We could save money in the short term by closing the facility entirely. But the college is here because it meets, or can meet, people’s needs. Fundamentally, we want more people at the college, not fewer. Rather than have the place standing empty three days a week, offer more classes and events to draw people in. This spreads the costs and the benefits over more people, and builds the constituency of voters who support the college because they use it. That’s what I think, anyway.

In The four-day work week, Geeky Mom argues otherwise. She thinks the four-day work week is a good idea badly implemented. I think the fundamental badness of the idea is masked by the hard work and creative implementation of smart, dedicated people.

Ranting begins

There are no points awarded for observing a good idea badly implemented. There are just too many examples. Apollo, coming in to breakfast with the other gods, says “Hey guys, check it out; the humans are at it again.” Mercury says, “Oh? Radical Monotheism again?” “No, communism. Everybody is going to work hard and share, or else.” So, there are ways for a college to have a four-day week that are worse than others, but it’s still a bad idea.

The best way to learn elementary math is one day at a time. Questions on the homework, a short lecture, some example problems, a short homework assignment; that night at home read the book and do the assignment; the next day, ask questions, etc. As the students advance, the material requires more thought and creativity and less of the kind of facility that requires daily practice. Advanced classes work better with a day in between for some sustained thought.

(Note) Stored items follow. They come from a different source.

Issue #533, opened 2025-05-30
Bug with animated CircleNode modifier


IanGClifton:
There's a subtle bug with this code:

```
class CircleNode(var color: Color) : Modifier.Node(), DrawModifierNode {
    private val alpha = Animatable(1f)

    override fun ContentDrawScope.draw() {
        drawCircle(color = color, alpha = alpha.value)
        drawContent()
    }

    override fun onAttach() {
        coroutineScope.launch {
            alpha.animateTo(
                0f,
                infiniteRepeatable(tween(1000), RepeatMode.Reverse)
            ) {
            }
        }
    }
}
```

Alpha is initially set to 1f and animated toward 0f. This works as expected until the Node is reused. If you scroll inside a lazy list, the Node will be reused and its value will be somewhere between 0f and 1f, so let's say 0.5f. When it is attached, `alpha.animateTo` will now animated from 0f to 0.5f. If you continue to scroll, this node will keep getting reattached with a smaller and smaller animation alpha until the animation is effectively not noticeable (though still running).

PR #534, opened 2025-05-30
Fix for #533 animated CircleNode modifier

IanGClifton:
This addresses https://github.com/android/snippets/issues/533 by recreating the Animatable when the node is attached.

### DIFF
--- a/compose/snippets/src/main/java/com/example/compose/snippets/modifiers/CustomModifierSnippets.kt
+++ b/compose/snippets/src/main/java/com/example/compose/snippets/modifiers/CustomModifierSnippets.kt
@@ -18,6 +18,7 @@ package com.example.compose.snippets.modifiers
 
 import android.annotation.SuppressLint
 import androidx.compose.animation.core.Animatable
+import androidx.compose.animation.core.AnimationVector1D
 import androidx.compose.animation.core.DecayAnimationSpec
 import androidx.compose.animation.core.RepeatMode
 import androidx.compose.animation.core.animateFloatAsState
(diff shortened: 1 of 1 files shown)


compose/snippets/src/main/java/com/example/compose/snippets/modifiers/CustomModifierSnippets.kt
```diff
@@ -259,14 +260,15 @@ class ScrollableNode :
...
-        private val alpha = Animatable(1f)
+        private lateinit var alpha: Animatable<Float, AnimationVector1D>
 
         override fun ContentDrawScope.draw() {
             drawCircle(color = color, alpha = alpha.value)
             drawContent()
         }
 
         override fun onAttach() {
+            alpha = Animatable(1f)
```
mlykotom, line 271: I wonder whether it'd be more apropriate if we keep this 
`private var alpha = Animatable(1f)` but override `onReset()` and override with a new value. 
If someone at some poitn touches the `alpha` before `onAttach`, it won't crash the app.

mlykotom (approved):

compose/snippets/src/main/java/com/example/compose/snippets/modifiers/CustomModifierSnippets.kt
IanGClifton: Yeah, that could work too. For a simple/tiny example like this, it probably doesn't matter which way it's handled, but I could see that being a good option if the class is likely to grow and the lifecycle becomes harder to reason about. I'll leave it up to you fine folks to figure out which you prefer since the DAC docs probably have to get updated to explain either option and I don't have permissions to merge anyway 😆

mlykotom: Added a note on DAC. Thanks Ian! ❤️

It’s suboptimal to shoehorn elementary algebra into two nights a week, though it can be done if the students and teacher work hard at it, and sometimes it’s that schedule or nothing.

Losing touch with reality

I wonder if we could offer algebra in one continuous block of sixty-four hours. Nine am Monday to one am Thursday. We could rotate staff, lecturing and grading in relays. If we could get other departments to cooperate we could offer concurrent enrollment in history. Students adept at multitasking would listen to the history lecture while doing their algepra problem sets, and take their history tests while listening to the algebra lecture. Students who had difficulty sitting through all that could be evaluated by a physician and given a suitable prescription.